Hola Amigos! For those that were wondering, yes, I made it to Ecuador alive. After almost 30 hours of travelling we landed in Quite, Ecuador with a bit of a bump (enough to make the woman in front of my throw up). But no bumps along the way were going to faze me! I am usually the one gripping the arm rest until my knuckles go white during turbulence, but instead I was having a blast – laughing away with the man next to me, who obviously thought I was quite entertaining! I think knowing with such assurance that I was doing something I was meant to do, and the excitement for what this incredible journey will bring, gave me a peace that transcends all understanding. Hallelujah!
2 days into a year trip and not only am I alive, but I am seriously living! This city is incredible! Tucked away in the valleys of the Andes at 3000m above sea level, it is a thing of beauty. Steep roads, and stunning Spanish style houses are framed in majestic mountains – this is a sight that continues to take my breath away. However, this might just be the altitude! Quito is the second highest capital in the world, and apparently none of our Travel Doctors thought we needed altitude medication – hey, don’t mind us, we will just stick out the nausea, headaches and dizziness! Not as bad as it sounds seeing as I am experiencing none of the above.

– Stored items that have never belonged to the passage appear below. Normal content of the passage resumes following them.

Issue #43, opened 2015-09-21
Add support for SpellBad and SpellCap highlighting


mkusher:
I mean thing like:
![snapshot424](https://cloud.githubusercontent.com/assets/523021/10005823/2863e9c6-60c2-11e5-9bb6-0a00b68976ba.png)

equalsraf:
@mkusher I got started on the undercurl drawing. Its not clear to me at this point what Neovim is doing for the SpellCap case. I assumed the color would be different but I'll need to have a closer look.

mkusher:
@equalsraf you're pretty fast :))

equalsraf:
This should be fixed with #121

PR #44, opened 2015-09-21
WIP: Support undercurl attribute

equalsraf:
When drawing text the undercurl attribute was being represented as an
underline, and the underline attribute was ignored - this commit
corrects the use of underline and adds initial support for undercurl.

The undercurl is drawn over the text as a red dotted line, at the
bottom of the text cell.

 For #43.

Caveats:
- currently the color is hardcoded
- its not actually an undercurl :D
- Quick reference to [old issues](https://bitbucket.org/equalsraf/vim-qt/issues/59/undercurl-underline-or-even-underscore-not) we want to avoid.


equalsraf:
Merged the temporary fix into master, closing this until the upstream issue is fixed #43 will remain open to track this issue.

PR #45, opened 2015-09-22
Support mouse scroll events

equalsraf:
Vertical scroll seems to work here, but I can't test horizontal scroll. It would also be nice to test with mice that have unusual resolutions to make sure I'm doing this right (might be too sensitive right now)

### DIFF
--- a/src/gui/shell.cpp
+++ b/src/gui/shell.cpp
@@ -676,6 +676,34 @@ void Shell::mouseMoveEvent(QMouseEvent *ev)
 	}
 }
 
+void Shell::wheelEvent(QWheelEvent *ev)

Not only is the landscape beautiful, but the people are also. I love Latin American’s. They are so full of life! On our first visit to Vida Verde -our Language school for the next 2 weeks – we were treated to a Spanish music sing along. Led by a charming fellow named Fredrico – a man over flowing with character – on the guitar and joined by the other teachers and students none of us could help but laugh, smile, clap along, and attempt to sing/make random noises with our mouths. Our involvement was limited due to the fact that, while we had word sheets, it was difficult to read each word, process it, figure out the pronunciation, and then sing it to the fast beat. Smile and mumble was my moto!
The family I am staying with are absolutely lovely! Mi Madre llama Hepatio (translation for all of those who aren’t fluent in Spanish…. My mum’s name is Hepatio – atleast that’s how it’s said), and mis hermanas llaman Angie y Natalie (again, my sisters are called Angie and Natalie). You will all be my guinea pigs as I learn espanol – even if you don’t understand me, or you are a smarty pants and know that I said it wrong, just tell me I am doing great, por favour! Gracias in advance. I think my language of choice at the moment is Spanglish (Spanish + English, in case anyone missed that). The trick is to slip in one Spanish word in an English sentence, to firstly prove that you are trying, and score brownie points with the locals, and secondly in the hope that they will actually understand what you are saying. This method works approximately 98% of the times – success in my eyes!